■ What you have to do ■
Write each line again exactly as it is, from the opening line of the records below through the one containing "Where are they?", and add nothing.

■ Given information ■
PR #243, opened 2020-07-11
Added transpose, invert, some row operations for Mat4

kcmw3e:
Passed some simple tests; more may be needed in case something's a little off.
Transpose could potentially quicken inverse if matrix passes a certain condition (more research needed) --> in some cases the transpose of a matrix is the inverse.
Row operations used in invert.


benmoran56:
Thanks! I haven't tested it yet, but since it's not modifying any existing code I'll go ahead and merge it in.
We can fix it if necessary after we get some tests made.

PR #1135, opened 2024-06-27
Dev ruta

ruta2mb:


zhengxyz123:
First, thanks for opening the PR. You leave the description empty, so can you tell us what you and your 3 firends want to improve?

In my opinion, I think rename `README.md` to `README_original.md` and replace the original README with some coverage test detail is a very unappropriate decision.
> 4 individual contributors are found on the page, but pyglet has 126 contributors. Where are they?

Then, I found the `pyglet.math` is modified to add some coverage test flags. You should separate tests from source code.

Finally, I found you improve some tests, this is great. But I'm not good at it. So other's suggestion is vital, too.

PR #1142, opened 2024-07-02
Fix outdated doc build instructions and add error text to make.py

pushfoo:
### Changes

* Move the build target info from outdated `doc/README/md` to `doc/internal/doc.rst`
* Remove outdated `doc/README.md`
  * It was last updated 2019
  * it used the old `setup.py`-based build
* Update README.md with `./make.py docs --open`
* Add link to README.md pointing to new doc build information
* Add a helpful message when doc build fails to explain why `--open` skipped previewing


benmoran56 (approved):
Thanks, looks good to me!

PR #1149, opened 2024-07-06
OpenGL ES docs

einarf:
We should really make users aware that we have experimental support for this.


benmoran56:
Thanks for taking the time to write this up. It should help a lot of people!
We can always add to it if we get any feedback about specific devices, etc.

PR #1152, opened 2024-07-07
Inline matrix operations for small speedup

DragonMoffon:
As the title says. In every case, the `sumprod` operation is slower than simply inlining the methods. I had the patience to write them all out.

Also adds inverse to Mat3

### DIFF
--- a/pyglet/math.py
+++ b/pyglet/math.py
@@ -470,11 +470,11 @@ class Vec4(_typing.NamedTuple):
 
 
 class Mat3(tuple):
-    """A 3x3 Matrix
+    """A 3x3 Matrix.
 
     `Mat3` is an immutable 3x3 Matrix, wich includes most common operators.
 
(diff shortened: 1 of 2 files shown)


benmoran56:
Nice, multiplication is quite a bit faster: 
```sh
ben@ncase ~/Documents/PycharmProjects/pyglet $ python matrixbench3.py 

function                            sumprod      inline       improvement %
---------------------------------------------------------------------------
Instantiation                       0.2477       0.2492       -0.61 %
Multiplication                      3.8496       2.0451       88.24 %
From Rotation                       5.5438       5.5508       -0.13 %
Inversion                           2.7191       2.7216       -0.09 %
```

Inversion on the other hand looks identical (if not a fraction slower), but it is more readable so lets keep those changes too.

benmoran56 (approved):

PR #1158, opened 2024-07-09
Allow changing initial state of ToggleButton

izxxr:
Adds a `toggled` parameter to `gui.ToggleButton` that determines the initial toggled state of the widget.


benmoran56:
Sorry for the delay. 
To avoid the extra code in the library, the `value` property exists for this purpose. All Widgets contain this property to be used for manually setting the value (such as initial value). For example: 
```py
my_pushbutton = PushButton(...)
my_pushbutton.value = True
```

izxxr:
Oh alright, didn't know that. Thanks.

PR #1166, opened 2024-07-13
Add multi-texture sprite support.

kingadami:
The multi-texture sprite supports overlaying multiple textures for a single sprite.  It assumes you set the images alpha value for transparancy effects in the overlay.  There are still limitations to this implementation.

What was added:
- Added MultiTextureSprite to the experimental directory.
- Added an example of using it for both animations and static images.

Outstanding items:
- Need to make a decision on how big the sprite will be.  Probably will just make it the max size of all of the layers and then center each layer.
- Need to test with an animation with frames spanning different texture ids.
- Currently uses pyglet.sprite.Sprite as the base class which means there are methods which need to be cleaned up and all features of sprites need to be tested to make sure it didn't break things.


kingadami:
This is still a work in progress and there are still features I want/need to add.  I am looking for feedback on the concept and implementation.

caffeinepills:
Thanks for the PR! I like the idea of expanding the current multi texture sprite example [here](https://github.com/pyglet/pyglet/blob/master/examples/sprite/multi_texture_sprite.py) that can be potentially part of the sprite module.

A couple things that come to mind from the current PR that I like and don't like: I like and don't like the idea of automatic shader creation. I like it because it's pretty clever, and something we could potentially use for very specific use cases. 

However, the biggest problem right now with this implementation is there is no current way for a user to pass in their own shader program or easily modify the existing one.  It would also be hard for a user to subclass this to make their own shader. Even if they try to modify from the `__init__` of the class, I feel like the debug output may not be helpful for line numbers. All the += behavior makes it very hard to understand it, much less modify it. Maybe this would look better with some sort of f-string usage, regex, or function that can generate it. 

I also think limiting the texture names to specific built in names like `tex_{idx}` is not ideal for general usage (I think it would be fine for an example). If someone is messing with 3+ sampler names, that can potentially get confusing without more descriptive names with a larger shader. I would prefer more of a dict[name, texture] behavior like the original, but that's just me.

Personally I think just not worrying about shader generation for the actual sprite class itself is probably best.  With a multi-texture sprite, I feel like those are going to be tailor made for a user's situation, so they will generally be supplying their own. Having it just multiply 2+ textures is pretty limiting for general usage. Again, I think it's fine as an example, but not for it's only behavior. So I think it would make sense for them to just supply their own shader. (And maybe I'm wrong here, but anyone else feel free to chime in)

I like the idea of being able to potentially change the textures after the fact and with animation support, especially across different textures. 

I think technically shaders can support multiple sampler types in the same shader (sampler2D and sampler2DArray), maybe that would be nice to remove the restriction on that, so it's more robust. (I only limited it in my example at the time because I didn't know if it was supported or not)

kingadami:
> However, the biggest problem right now with this implementation is there is no current way for a user to pass in their own shader program or easily modify the existing one. It would also be hard for a user to subclass this to make their own shader. Even if they try to modify from the `__init__` of the class, I feel like the debug output may not be helpful for line numbers. All the += behavior makes it very hard to understand it, much less modify it. Maybe this would look better with some sort of f-string usage, regex, or function that can generate it.

Maybe a potential solution to this is have the concept similar to a python generator for the shader program and allow that to be passed in (I do mean in the loose sense not the literal python generator for lists etc.).  This could be as simple as a string containing the static program similar to how the `get_default_shader` function works today, or a complicated function which can do things I can't even think of yet.  We could then supply some predefined ones to lower the barrier of entry for using multi-texture sprites.  They would of course have to make assumptions but the user doesn't have to use them.  I would just have to figure out how to efficiently generate the vertex list potentially for a program I don't have any control over, but I am sure it can be done.

kingadami:
>I also think limiting the texture names to specific built in names like tex_{idx} is not ideal for general usage (I think it would be fine for an example). If someone is messing with 3+ sampler names, that can potentially get confusing without more descriptive names with a larger shader. I would prefer more of a dict[name, texture] behavior like the original, but that's just me.

I was switching between keeping it as a dict like the original example or making a list like I did.  I decided to make it a list because I needed to specify an order and from what I understand as of 5 minutes ago was that dicts don't guarantee order.  But... I am now reading that as of python 3.7 insertion order is maintained so I can change back to a dict.  I actually like that way as well.

pyglet/experimental/multitexture_sprite.py
```diff
@@ -0,0 +1,331 @@
...
+            if texture.id != other.textures[name].id or texture.target != other.textures[name].target:
+                return False
+
+        # Made it this far so just check the remainder
+        return (self.program is other.program and
+                self.blend_src == other.blend_src and
+                self.blend_dest == other.blend_dest)
+
+    def __hash__(self) -> int:
+        tex_id = tuple([texture.id for texture in self.textures.values()])
```
caffeinepills, line 87: Maybe a performance speedup to cache this on group initialization? That way it's not making tuples every time it's hash checked?

pyglet/experimental/multitexture_sprite.py
```diff
@@ -0,0 +1,331 @@
...
+    fragment_source.append("  return foreground * foreground.a + background * (1.0 - foreground.a);")
+    fragment_source.append("}")
+
+    fragment_source.append("void main() {")
+    fragment_source.append("  vec4 color = vec4(0.0, 0.0, 0.0, 1.0);")
+    fragment_source.extend([f"  color = layer(texture({name}, {name}_coords_frag{_SAMPLER_COORDS[tex.target]}), color);" for name,tex in images.items()])
+    fragment_source.append("  final_colors = color * vertex_colors;")
+    fragment_source.append("}")
+
+    fragment_source = '\n'.join(fragment_source)
```
caffeinepills, line 163: This area looks a lot cleaner.

Perhaps just inject what needs to be changed, so you can keep it all one string?

For example:
```py
in_tex_coords = "\n".join([f"in vec3 {name}_coords;" for name in images])

frag = f"""
#version 150 core
in vec3 translate;
in vec4 colors;
in vec2 scale;
in vec3 position;
in float rotation;
{in_tex_coords}
 """

print(frag)
```

caffeinepills (commented):
Looks a lot better, made a couple comments.

pyglet/experimental/multitexture_sprite.py
```diff
@@ -0,0 +1,331 @@
...
+
+    return pyglet.gl.current_context.create_program((vertex_source, 'vertex'), (fragment_source, 'fragment'))
+
+class MultiTextureSprite(pyglet.sprite.Sprite):
+    """Creates a multi-textured sprite."""
+    group_class = MultiTextureSpriteGroup
+
+    def __init__(self,
+                 images: list[AbstractImage | Animation],
```
caffeinepills, line 172: Should be dict now?

pyglet/experimental/multitexture_sprite.py
kingadami: Good idea.  Implemented requested change.

kingadami:
I think I have most of the functionality there.  The only things are related to the fact that I inherit from the Sprite class.  For instance, the multi-texture sprite class still has the frame_index attribute from the Sprite class which no longer makes sense.  I don't know what would be the recommended way to prevent it from being used: Delete the attribute? Override it with an exception?  Other than this, I think it is all there unless anyone has any suggestions.  I would eventually love to see this get moved to the sprite module, but understand if you want to keep it in the experimental module for now.  I believe that it is relatively generic, with the help of your feedback, and allows for the use of multi-texture sprites with the ability to customize it as needed.

kingadami:
Note for me to remove the __init__.py file from experimental.

benmoran56 (approved):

■ Problem solution ■
PR #243, opened 2020-07-11
Added transpose, invert, some row operations for Mat4

kcmw3e:
Passed some simple tests; more may be needed in case something's a little off.
Transpose could potentially quicken inverse if matrix passes a certain condition (more research needed) --> in some cases the transpose of a matrix is the inverse.
Row operations used in invert.


benmoran56:
Thanks! I haven't tested it yet, but since it's not modifying any existing code I'll go ahead and merge it in.
We can fix it if necessary after we get some tests made.

PR #1135, opened 2024-06-27
Dev ruta

ruta2mb:


zhengxyz123:
First, thanks for opening the PR. You leave the description empty, so can you tell us what you and your 3 firends want to improve?

In my opinion, I think rename `README.md` to `README_original.md` and replace the original README with some coverage test detail is a very unappropriate decision.
> 4 individual contributors are found on the page, but pyglet has 126 contributors. Where are they?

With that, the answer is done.